Evansville Legends FC
- Full name: Evansville Legends FC
- Founded: 2021
- Stadium: Old National Bank Field Evansville, Indiana
- General manager: Steve McCullough
- Head coach: Jesse Sharp
- League: OVPL
- 2021: 1st
- Website: evvlegendsfc.com

= Evansville Legends FC =

Evansville Legends FC was an American soccer club based in Evansville, Indiana. The team was founded in 2021 by Steve McCullough and competed in the River Conference of the Ohio Valley Premier League. The Legends played their home games on Old National Bank Field at Goebel Soccer Complex.

==History==
Following the height of the 2020 COVID-19 pandemic, Steve McCullough began training small groups of high school soccer players from throughout the Evansville metropolitan area. As his numbers grew, McCullough began inviting college players from throughout the tristate area to weekly Sunday-night pickup matches at Goebel Soccer Complex.

In response to a rising demand for a more competitive level of soccer in Evansville, he decided to found his own club. McCullough named the club "Legends", paying homage to influential and inspirational players and coaches throughout the history of Evansville soccer. They joined the Ohio Valley Premier League. On March 26, 2021, the Legends announced UE alumnus and former captain Jesse Sharp as head coach. They signed and invited around 40 college and high school players throughout the tristate area, as well some notable alumni.

The team made its debut on May 22, 2021, in a 3–1 loss against Old Bhoys SC, at Cardinal Ritter High School. The Legends went on to go 7-1-1 their debut season, winning the 2021 OVPL Summer Championship, against Ohio Premier SC.

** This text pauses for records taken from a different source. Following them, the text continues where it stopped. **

PR #236, opened 2021-06-07
BUG: fixed name for geometry column

### LINKED ISSUE #230: generate triplegs uses fixed name for geometry column
[here](https://github.com/mie-lab/trackintel/blob/master/trackintel/preprocessing/positionfixes.py#L357)
Should be replaced with tpls.geometry.name

henrymartin1:
fixes #230 
I can not really wait for someone to grab it...

### DIFF
--- a/trackintel/preprocessing/positionfixes.py
+++ b/trackintel/preprocessing/positionfixes.py
@@ -1,10 +1,9 @@
+import datetime
+
 import geopandas as gpd
 import numpy as np
 import pandas as pd
 from shapely.geometry import LineString, Point
-from sklearn.cluster import DBSCAN
-
-import datetime
 from tqdm import tqdm
 
 from trackintel.geogr.distances import haversine_dist
@@ -354,7 +353,7 @@ def generate_triplegs(pfs_input, stps_input, method="between_staypoints", gap_th
         posfix_grouper = pfs.groupby("tripleg_id")
 
         tpls = posfix_grouper.agg(
-            {"user_id": ["mean"], "tracked_at": [min, max], "geom": list}
+            {"user_id": ["mean"], "tracked_at": [min, max], pfs.geometry.name: list}
         )  # could add a "number of pfs": can be any column "count"
 
         # prepare dataframe: Rename columns; read/set geometry/crs;


abcnishant007:
@hong2223 I see my previous review comment above was ignored; was it because it is already taken care of the other pull request #240 ? 
If yes, all good and I will delete it and this one. Otherwise, I need to look deeper and fix any hole in my understanding of the problem.

hong2223:
> @hong2223 I see my previous review comment above was ignored; was it because it is already taken care of the other pull request #240 ?
> If yes, all good and I will delete it and this one. Otherwise, I need to look deeper and fix any hole in my understanding of the problem.

I am sorry, I did not see any review comment. It is unlikely that #240 solves the problem, as #240 and #236 are only changing the `geom` name. If you spot a problem, could you add an issue or document it somewhere so that we can look at it?

abcnishant007:
I see the problem. My comment is not visible if I open this tab using an incognito window! :(

abcnishant007:
Reproduced the comment below: 
Just below this line, there are other instances of using "geom" in place of geometry.name  for example [here](https://github.com/mie-lab/trackintel/blob/8a005014e395416f145042dc87a03808ff5741d2/trackintel/preprocessing/positionfixes.py#L363) and [here](https://github.com/mie-lab/trackintel/blob/8a005014e395416f145042dc87a03808ff5741d2/trackintel/preprocessing/positionfixes.py#L364). Why did we just change this one instance?

Screenshot 2021-06-10 at 3 59 45 PM

henrymartin1:
> 
> 
> Reproduced the comment below:
> Just below this line, there are other instances of using "geom" in place of geometry.name for example [here](https://github.com/mie-lab/trackintel/blob/8a005014e395416f145042dc87a03808ff5741d2/trackintel/preprocessing/positionfixes.py#L363) and [here](https://github.com/mie-lab/trackintel/blob/8a005014e395416f145042dc87a03808ff5741d2/trackintel/preprocessing/positionfixes.py#L364). Why did we just change this one instance?
> 
> Screenshot 2021-06-10 at 3 59 45 PM

These instances of "geom" are generated by us. They are a column of "tpls" which is generated by us in the `generate_triplegs` function, therefore we know that the geometry column has the name "geom". In the other instances it was data provided by the user

abcnishant007:
okay, got it! now it makes sense! thanks for the clarifying

PR #237, opened 2021-06-08
ENH: Added links to source codes

### LINKED ISSUE #226: Use a documentation template with link to source
I think it would be really great if there would be 
- a link to the source code in the documentation as it is done in [scikit learn ](https://scikit-learn.org/stable/modules/generated/sklearn.neighbors.NearestNeighbors.html#sklearn.neighbors.NearestNeighbors.radius_neighbors)
I did not look into it yet but theoretically we should be able to do this by only changing the sphinx template ;-)
- better contrast at some locations e.g. [here](https://trackintel.readthedocs.io/en/latest/modules/io.html#csv-file-import)

abcnishant007:
closes #226

### DIFF
--- a/docs/_templates/layout.html
+++ b/docs/_templates/layout.html
@@ -2,9 +2,16 @@
   {% block footer %} {{ super() }}
 
   <style>
-    .section dl:nth-of-type(1) dt:nth-of-type(1){
-      color:#FF0000;
-    }
+
+html.writer-html4 .rst-content dl:not(.docutils)>dt,
+html.writer-html5 .rst-content dl[class]:not(.option-list):not(.field-list):not(.footnote):not(.glossary):not(.simple)>dt {
+	background: rgba(181, 213, 219, 0.54);
+	color: #004465;
+}
+.rst-content .viewcode-back,
+.rst-content .viewcode-link {
+	color: #0801fc;
+}
 
   </style>
 {% endblock %}
--- a/docs/_templates/layout.html
+++ b/docs/_templates/layout.html
@@ -1,0 +1,10 @@
+{% extends "!layout.html" %}
+  {% block footer %} {{ super() }}
+
+  <style>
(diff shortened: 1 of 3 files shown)


henrymartin1:
Is this still a draft on purpose?

abcnishant007:
@henrymartin1 yes this is draft on purpose, basically the color change part I did not manage to get what I wanted. I changed the colors of the background and the font in function signature, but the color of interleaving commas did not change. Maybe there is a simpler way to do that, hence waiting to figure out. 

The links to source codes was is exactly a one line change as you said :)

abcnishant007:
I added a `_template` folder inside docs and created a `layout.html` inside so that we can overwrite the theme colors. But, when I use the `dl` and `dt` according to the source (see image below), it somehow updates the second value instead of the first. Am I am missing something trivial here @hong2223? 

Screenshot 2021-06-13 at 12 52 24 AM

abcnishant007:
Finally, solved this using a weird workflow as described below, for future reference! 
1. Get the source html using inspect element by opening in google-chrome, 
2. Download the exact CSS being used finally (finally implying base css from the theme, any other overrides done by a previous developer etc..)
3. Copy paste it a [website](https://www.freeformatter.com/css-beautifier.html) to beautify it because the downloaded css consists of everything in just a single line
4. Get a screenshot of the page and identify colors using an online [hex color selector ](https://imagecolorpicker.com/en)
5. Use the hex color key to search for the exact element name from the CSS file
6. Use the selected element in layout.html to override the colors from the theme

abcnishant007:
The output looks as shown below. Please feel free to suggest any color change as we need to change just a single line in the `docs/_templates/layout.html`

Screenshot 2021-06-27 at 8 20 01 PM

henrymartin1 (approved):
Great work! I can not describe how much easier the link to the source makes my life ;-)

PR #246, opened 2021-06-10
BLD: delete imageio dependency

### LINKED ISSUE #225: Why is imageio in environment.yml?
I don't think that this is currently in use. Is it a dependency for something?

hong2223:
closes #225


henrymartin1 (approved):
looks good 👍

PR #252, opened 2021-06-17
ENH: Fix init.py and label module

### LINKED ISSUE #242: Remove wildcard imports from __init__.py files
We should remove Wildcard imports from the \_\_init\_\_.py files. [Example from trackintel](https://github.com/mie-lab/trackintel/blob/master/trackintel/analysis/__init__.py)

Reasons:

[Official python documentation](https://docs.python.org/3/tutorial/modules.html)
>This imports all names except those beginning with an underscore (_). In most cases Python programmers do not use this facility since it introduces an unknown set of names into the interpreter, possibly hiding some things you have already defined.

>Note that in general the practice of importing * from a module or package is frowned upon, since it often causes poorly readable code. However, it is okay to use it to save typing in interactive sessions.

[PEP8](https://www.python.org/dev/peps/pep-0008/#imports)
>Wildcard imports (from <module> import *) should be avoided, as they make it unclear which names are present in the namespace, confusing both readers and many automated tools. There is one defensible use case for a wildcard import, which is to republish an internal interface as part of a public API (for example, overwriting a pure Python implementation of an interface with the definitions from an optional accelerator module and exactly which definitions will be overwritten isn't known in advance).

[geopandas](https://geopandas.readthedocs.io/en/latest/community/contributing.html#contributing-to-geopandas)
> Imports should be grouped with standard library imports first, 3rd-party libraries next, and GeoPandas imports third. Within each grouping, imports should be alphabetized. *Always use absolute imports when possible*, and explicit relative imports for local imports when necessary in tests.

[geopandas \_\_init\_\_.py example](https://github.com/geopandas/geopandas/blob/master/geopandas/tools/__init__.py)

hong2223:
closes #242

Following the club's 2021 success, manager Steve McCullough began looking for league promotion before the 2022 season.

==Record==

| Season | League |  |  |  |  |  |  |  | Position |  | USOC |
| Div | League | Pld | W | L | D | GD | Pts | Conf. | Overall |
| 2021 | USASA | OVPL | 10 | 7 | 1 | 1 | +14 | 22 | 1st | TBD | DNQ |

==Players and staff==
===Seniors===

| Player | Origin |
|---|---|
| Matthew Doty | Evansville, IN. |
| Travis Wannemhuler | Louisville, KY. |
| Zach Conroy | Evansville, IN. |
| Hunter Dewees | Evansville, IN. |

To begin their roster, the Legends signed a “senior” group of former pros and local alumni, from throughout the tristate area.

=== Main roster ===

| Pos. | Player | Origin |
|---|---|---|
| DF | Raph Perez-Colasito | Gilbert, AZ. |
| MF | Caleb Knight | Carterville, IL. |
| MF | Simon Paez | Caracas, VE. |
| DF | Tanner Tichnor | Owensville, IN. |
| MF | Ian Fierro | Lerma, MX. |
| GK | Arthur Hill | Porto, PT. |
| FW | Max Warrin | Henderson KY. |
| FW | Jacob Boling | Owensboro, KY. |
| DF | Elijah Easterday | Evansville, IN. |
| MF | Jaxon Allard | Paducah, KY. |
| FW | Luke Eppler | Evansville, IN. |
| FW | Nemanja Gvozdić | Evansville, IN. |
| DF | Sebastian Ortuno-Barrero | Sucre, BO |
| DF | Keegan Marx | Evansville, IN. |
| GK | Michael Bertram | Newburgh, IN. |
| FW | Zach Schoenstein | Evansville, IN. |

Following their senior recruitment, the Legends also signed a roster of U23 players from throughout the tristate and Ohio Valley area. This included players from the University of Evansville, Purdue University Fort Wayne, the University of Southern Indiana, Kentucky Wesleyan College, Hanover College, Wabash College, and Oakland City University.

===High school roster===
In order to give opportunities for younger players in Evansville to develop at a higher level, the club extended invitations to some of the best high school and recently graduated talents across the area to come train with the club.

===Directory===
Steve McCullough has acted as the club's general manager since its establishment in early 2021. On March 26, 2021, the club signed former pro and local IFJS coach Jesse Sharp as head coach. On March 27 and 28, they signed OCU assistant Ryan Blair, and USI alumnus and former USISL player Travis Marx as assistant coaches and current North Posey coach Ryan Gentil as goalkeeper coach.